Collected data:
Issue #1378, opened 2023-11-16
[Feature]: `opentelemetry-appender-tracing` should respect information inside `tracing::Span`


0xForerunner:
It's great to be able to correlate logs with traces as is possible with the Grafana Tempo+Loki combo. This could be some sort of configuration option likely.

cijothomas:
The logs should be [correlated automatically](https://github.com/open-telemetry/opentelemetry-rust/blob/main/opentelemetry-sdk/src/logs/log_emitter.rs#L214-L217).. Are you not seeing that behavior?

lalitb:
Yes  -  this should be correlated automatically, as long as the application is instrumented using opentelemetry tracing (either through [tracing-opentelemetry](https://github.com/tokio-rs/tracing-opentelemetry) or directly using opentelemetry tracing api). Not if it is using any other (non-otel) tracing subscriber.

ewoolsey:
<img width="1608" alt="Screenshot 2023-11-16 at 9 24 20 AM" src="https://github.com/open-telemetry/opentelemetry-rust/assets/8366997/bda1003d-0784-4ad3-abb4-fcde1dc7bc03">
This is the information I'm getting in loki, with no trace_id information.

Logs are being generated with this code
```rust
        let logs = opentelemetry_otlp::new_pipeline()
            .logging()
            .with_exporter(opentelemetry_otlp::new_exporter().http())
            .with_log_config(
                opentelemetry_sdk::logs::config().with_resource(Resource::new(vec![
                    KeyValue::new("service.name", "liquidation-bot-rs"),
                ])),
            )
            .install_batch(opentelemetry_sdk::runtime::Tokio)?;

        let logging = OpenTelemetryTracingBridge::new(&logs.provider().unwrap())
            .with_filter(EnvFilter::from_default_env());
```

ewoolsey:
> Yes - this should be correlated automatically, as long as the application is instrumented using opentelemetry tracing (either through [tracing-opentelemetry](https://github.com/tokio-rs/tracing-opentelemetry) or directly using opentelemetry tracing api). Not if it is using any other (non-otel) tracing subscriber.

I can confirm things are properly instrumented with `tracing-opentelemetry`. The log in the screenshot above is inside a function with `#[instrument]` and I am correctly seeing traces and events.

cijothomas:
Can you use stdout exporter and share the output? We just want to confirm if this issue is with OTLP or Loki itself.

[...]

PR #1394, opened 2023-11-22
Propagate span_id & trace_id in logs records when converting trace events

maximebedard:
Fixes https://github.com/open-telemetry/opentelemetry-rust/issues/1378.

## Changes

Depends on https://github.com/tokio-rs/tracing-opentelemetry/pull/78.

This PR updates the dependency of tracing-opentelemetry to `0.22` and add a support for propagating the trace context when bridging trace events to logs. This is useful when sending otlp log records to tools such as datadog, which would then use the trace_id and span_id to correlate logs and traces.

To do so, I'm pulling the `OtelData` from the current span and converting it to a TraceContext that can be set on the log record.

### DIFF
--- a/opentelemetry-appender-tracing/Cargo.toml
+++ b/opentelemetry-appender-tracing/Cargo.toml
@@ -11,18 +11,19 @@ license = "Apache-2.0"
 rust-version = "1.65"
 
 [dependencies]
-opentelemetry = { path = "../opentelemetry", features = ["logs"] }
-opentelemetry_sdk = { path = "../opentelemetry-sdk", features = ["logs"] }
+opentelemetry = { version = "0.21", features = ["logs"] }
+opentelemetry_sdk = { version = "0.21", features = ["logs"] }
 tracing = { version = "0.1", default-features = false, features = ["std"] }
-tracing-opentelemetry = "0.22"
+tracing-opentelemetry = { version = "0.22", optional = true }
 tracing-core = "0.1.31"
 tracing-subscriber = { version = "0.3.0", default-features = false, features = ["registry", "std"] }
 once_cell = "1.13.0"
 
 [dev-dependencies]
-opentelemetry-stdout = { path = "../opentelemetry-stdout", features = ["logs"] }
+opentelemetry-stdout = { version = "0.2", features = ["logs"] }
 
 [features]
 logs_level_enabled = ["opentelemetry/logs_level_enabled", "opentelemetry_sdk/logs_level_enabled"]
+tracing = ["tracing-opentelemetry"]
 default = ["logs_level_enabled"]
 testing = ["opentelemetry_sdk/testing"]
--- a/opentelemetry-appender-tracing/Cargo.toml
+++ b/opentelemetry-appender-tracing/Cargo.toml
@@ -11,8 +11,8 @@ license = "Apache-2.0"
 rust-version = "1.65"
 
 [dependencies]
-opentelemetry = { version = "0.21", features = ["logs"] }
-opentelemetry_sdk = { version = "0.21", features = ["logs"] }
+opentelemetry = { version = "0.21", path = "../opentelemetry", features = ["logs"] }
+opentelemetry_sdk = { version = "0.21", path = "../opentelemetry-sdk", features = ["logs"] }
 tracing = { version = "0.1", default-features = false, features = ["std"] }
 tracing-opentelemetry = { version = "0.22", optional = true }
 tracing-core = "0.1.31"
@@ -20,7 +20,7 @@ tracing-subscriber = { version = "0.3.0", default-features = false, features = [
 once_cell = "1.13.0"
 
 [dev-dependencies]
-opentelemetry-stdout = { version = "0.2", features = ["logs"] }
+opentelemetry-stdout = { version = "0.2", path = "../opentelemetry-stdout", features = ["logs"] }
 
 [features]
 logs_level_enabled = ["opentelemetry/logs_level_enabled", "opentelemetry_sdk/logs_level_enabled"]
--- a/opentelemetry-appender-tracing/Cargo.toml
+++ b/opentelemetry-appender-tracing/Cargo.toml
@@ -11,9 +11,10 @@ license = "Apache-2.0"
 rust-version = "1.65"
 
 [dependencies]
-opentelemetry = { version = "0.21", path = "../opentelemetry", features = ["logs"] }
-opentelemetry_sdk = { version = "0.21", path = "../opentelemetry-sdk", features = ["logs"] }
-tracing = {version = "0.1", default-features = false, features = ["std"]}
+opentelemetry = { path = "../opentelemetry", features = ["logs"] }
+opentelemetry_sdk = { path = "../opentelemetry-sdk", features = ["logs"] }
+tracing = { version = "0.1", default-features = false, features = ["std"] }
+tracing-opentelemetry = "0.22"
 tracing-core = "0.1.31"
 tracing-subscriber = { version = "0.3.0", default-features = false, features = ["registry", "std"] }
 once_cell = "1.13.0"
--- a/opentelemetry-appender-tracing/src/layer.rs
+++ b/opentelemetry-appender-tracing/src/layer.rs
@@ -1,7 +1,11 @@
-use opentelemetry::logs::{LogRecord, Logger, LoggerProvider, Severity};
+use opentelemetry::{
+    logs::{LogRecord, Logger, LoggerProvider, Severity, TraceContext},
+    trace::{SpanContext, TraceFlags, TraceState},
+};
 use std::borrow::Cow;
-use tracing_core::Level;
-use tracing_subscriber::Layer;
+use tracing_core::{Level, Subscriber};
+use tracing_opentelemetry::OtelData;
+use tracing_subscriber::{registry::LookupSpan, Layer};
 
 const INSTRUMENTATION_LIBRARY_NAME: &str = "opentelemetry-appender-tracing";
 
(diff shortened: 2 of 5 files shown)


cijothomas:
@maximebedard Could you sign the easycla part, which is a pre-req before accepting any contributions!

opentelemetry-appender-tracing/Cargo.toml
```diff
@@ -11,9 +11,10 @@ license = "Apache-2.0"
 rust-version = "1.65"
 
 [dependencies]
-opentelemetry = { version = "0.21", path = "../opentelemetry", features = ["logs"] }
-opentelemetry_sdk = { version = "0.21", path = "../opentelemetry-sdk", features = ["logs"] }
-tracing = {version = "0.1", default-features = false, features = ["std"]}
+opentelemetry = { path = "../opentelemetry", features = ["logs"] }
+opentelemetry_sdk = { path = "../opentelemetry-sdk", features = ["logs"] }
+tracing = { version = "0.1", default-features = false, features = ["std"] }
+tracing-opentelemetry = "0.22"
```
cijothomas, line 17: this looks odd to depend on tracing-opentelemetry!

opentelemetry-appender-tracing/src/layer.rs
```diff
@@ -90,20 +94,31 @@ where
...
-        event: &tracing::Event<'_>,
-        _ctx: tracing_subscriber::layer::Context<'_, S>,
-    ) {
+    fn on_event(&self, event: &tracing::Event<'_>, ctx: tracing_subscriber::layer::Context<'_, S>) {
         let meta = event.metadata();
         let mut log_record: LogRecord = LogRecord::default();
         log_record.severity_number = Some(severity_of_level(meta.level()));
         log_record.severity_text = Some(meta.level().to_string().into());
 
+        // Extract the trace_id & span_id from the opentelemetry extension.
```
cijothomas, line 107: https://github.com/open-telemetry/opentelemetry-rust/issues/1378 - Looks like this PR is attempting to solving the issue?

maximebedard: That's correct! I didn't notice the original issue, I'll update the PR description to include it.

opentelemetry-appender-tracing/Cargo.toml
maximebedard: Definitely. I believe it's necessary since it's where the OtelData is injected into the current span extension and where the `TraceId` and `SpanId` is generated. If there's a better way to retrieve the data, I would be happy to update the PR and remove this dependency.

maximebedard:
I'm getting the CLA situation sorted out with my employer. I'll provide updates ASAP.

opentelemetry-appender-tracing/Cargo.toml
lalitb: Can we just copy the `OtelData` definition from tracing-opentelemetry, doesn't seems to be a deep-rooted definition. And this will help get rid of dependency.

```rust
#[derive(Debug, Clone)]
pub struct OtelData {
    /// The parent otel `Context` for the current tracing span.
    pub parent_cx: opentelemetry::Context,

    /// The otel span data recorded during the current tracing span.
    pub builder: opentelemetry::trace::SpanBuilder,
}
```

In the future, we do want to have a single subscriber/layer for both traces and logs and can consolidate at that time.

opentelemetry-appender-tracing/src/layer.rs
```diff
@@ -90,20 +94,31 @@ where
...
+        if let Some((trace_id, span_id)) = ctx.event_span(event).and_then(|span| {
```
lalitb, line 108: just curious, can't we get the currently active span using `ctx.lookup_current()`. How is `ctx.event_span(event)` different ?

ewoolsey:
Thanks for your hard work on this! Seems to be working well for me.

opentelemetry-appender-tracing/Cargo.toml
maximebedard: I'm not sure this works as the extension type internally uses a `HashMap<TypeId, _>`, and the TypeId of the copied definition would happen to be different. I tried an simpler example [here](https://play.rust-lang.org/?version=stable&mode=debug&edition=2021&gist=09af3bc9eea68f47775794e44deea0bf) and the types are indeed not equal.

opentelemetry-appender-tracing/src/layer.rs
maximebedard: Yes I believe we can, updating!

opentelemetry-appender-tracing/Cargo.toml
lalitb: Thanks for the explanation. You are right, copying `OtelData` definition won't work here. Do you think we can make this dependency optional? And then check for the tracing context only if this dependency is met. This will ensure that the users who are using this crate solely for logging purpose are not paying cost of context lookup when no span is actually created. And this is valid also for users who are directly using the otel tracing API ( though we don't recommend it). 

As a side-note, as of now, when using both`tracing-opentelemetry` and `opentelemetry-appender-tracing`, the logs emitted with tracing macros (trace!, info!, event! etc) are exported both through SpanExporter as span-events, and the LogExporter as logs. This mayn't be desirable. It would be eventually good to integrate both `tracing-opentelemetry` and `opentelemetry-appender-tracing` crates.

maximebedard: Yes definitely, I'll see what I can do. I'll push an update ASAP 👍

lalitb: @maximebedard Just wondering if you are able to proceed further, or any help is required on this?

maximebedard: Appologies for the delay @lalitb, I was able to get the CLA situation sorted out and pushed a few commits to fix the dependency issues. I've gated the feature with the flag `tracing` for the lack of a better name, if you have any suggestions I'm all ears!

lalitb: Thanks @maximebedard 
Regarding standardizing flags naming, it is still under discussion, but close to finalise as
 - use `otel_unstable` for specs-compliant features that are not yet stable. These are temporary flags and cleaned up regularly.
 - use `<signal>-<feature-name>` for all other features. 

I think this feature falls under the second category. The signal is `logs` here, so we can use `logs_<feature-name>`. Eg `logs_tracing_context` or `logs_propogate_tracing_context`. You can decide on the name acccordingly.

ewoolsey: What else do we need to complete to get this merged?

lalitb: There are a few merge conflicts, and @maximebedard needs to fix the flag name as above.

ewoolsey: Seems like this PR has stagnated a bit, anything I can do to help move things forward? @maximebedard I could potentially take over if you don't have the time?

maximebedard: Appologies for not getting back to this one, but I don't think it's possible to fix it within the opentelemetry workspace as importing `tracing-opentelemetry` causes a circular dependency. Ultimately, the `OtelData` structure should probably be moved into the opentelemetry-sdk and consumed by the tracing-opentelemetry crate, which would avoid importing tracing-opentelemetry.

I'll close this MR since I can't make anymore progress on it until the `OtelData` structure is moved (see https://github.com/tokio-rs/tracing-opentelemetry/issues/33).

ewoolsey: So correct me if I'm wrong but this is what we need:
- Create PR here to create OtelData struct
- Create PR in `tracing-opentelemetry` to switch to using that struct
- Recreate this PR without the circular dep

I could begin that process if it would help

lalitb: Thanks @ewoolsey if you could give it a try.

lpj145:
What a amazing situation the one's top protocol to monitor services like open telemetry does't have a good integration with tracing, guys, we need to fix this thing... seriously, if you want to enable and add opentelemtry in another languages eg: tech stacks you just need to install it, configure under 3 lines, but in rust, you need todo a entire conversion just to trace works, but not for logs, by the way in the way that open telemtry follow we need to setup 3 connections of grpc just to have the data..... again... amazing...

opentelemetry-appender-tracing/Cargo.toml
ewoolsey: > Thanks @ewoolsey if you could give it a try.

@lalitb which crate do you think `OtelData` belongs in?

ewoolsey: Also, I just pulled this PR and I'm not getting any circular dependencies... Everything is compiling just fine for me.

lalitb: @ewoolsey Can you validate if the span_id and trace_id are populated correctly?

ewoolsey: Yes it's working correctly. I've got a project depending on this PR and it's functioning as expected.

lalitb: Ok, interesting. I think there won't be any error thrown by the Rust compiler for the circular dependency. Rust strong type system just allows that, but still this is a bad design. One option could be to reopen the PR for review to unblock, and follow up the circular dependency problem with a separate GitHub issue. @maximebedard - if you have any comment?

ewoolsey: I would love that personally. This is a pretty critical feature for my project and finding a way around it has been really tough.

maximebedard: The dependency issue is specific to the workspace, it would not be an issue if you use a released version of the opentelemetry crates and tracing-opentelemetry. We can see the issue in the CI job that failing here https://github.com/open-telemetry/opentelemetry-rust/actions/runs/7105523258/job/19342898991. It's not really possible to push a fix upstream unless we move the `tracing_opentelemetry::OtelData` into the current workspace.

I have a forked version that uses this patch, but I noticed that it doesn't fully solve the problem. The trace_id is only set for the root span (see https://github.com/tokio-rs/tracing-opentelemetry/blob/v0.1.x/src/layer.rs#L871-L874), any child span created would be missing the trace_id and not be correlated correctly.

hdost:
@maximebedard 👋🏼 He I am curious what made you close the PR?

lalitb:
> @maximebedard 👋🏼 Hey I am curious what made you close the PR?

It's summarised here - https://github.com/open-telemetry/opentelemetry-rust/pull/1394#discussion_r1468029776.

→ **REQUIREMENT**
Pull every line containing "moved" out of the records.

→ **SOLUTION FOR THIS TASK**
maximebedard: Appologies for not getting back to this one, but I don't think it's possible to fix it within the opentelemetry workspace as importing `tracing-opentelemetry` causes a circular dependency. Ultimately, the `OtelData` structure should probably be moved into the opentelemetry-sdk and consumed by the tracing-opentelemetry crate, which would avoid importing tracing-opentelemetry.
I'll close this MR since I can't make anymore progress on it until the `OtelData` structure is moved (see https://github.com/tokio-rs/tracing-opentelemetry/issues/33).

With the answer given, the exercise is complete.